PR #2020, opened 2017-08-18
Mccalluc/delete data sets edit

### LINKED ISSUE #2019: Is data_sets_old/<uuid>/edit still needed?
There is code to handle it, but:
- I don't see that we have any links to it
- and when I visit it, locally, I get a NoReverseMatch error.

My guess is that this is vestigial code which could be deleted, but correct me if I'm wrong?

Scott confirms that
- this can be done a different way with the new browser
- and that the old code was already vestigial and unused.

mccalluc:
Fix #2019


mccalluc:
Push failure is IGV

scottx611x:
#2021 builds off of this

## Assignment
Repeat each record in full; every line must match exactly.

## Response area
PR #2020, opened 2017-08-18
Mccalluc/delete data sets edit

### LINKED ISSUE #2019: Is data_sets_old/<uuid>/edit still needed?
There is code to handle it, but:
- I don't see that we have any links to it
- and when I visit it, locally, I get a NoReverseMatch error.

My guess is that this is vestigial code which could be deleted, but correct me if I'm wrong?

Scott confirms that
- this can be done a different way with the new browser
- and that the old code was already vestigial and unused.

mccalluc:
Fix #2019


mccalluc:
Push failure is IGV

scottx611x:
#2021 builds off of this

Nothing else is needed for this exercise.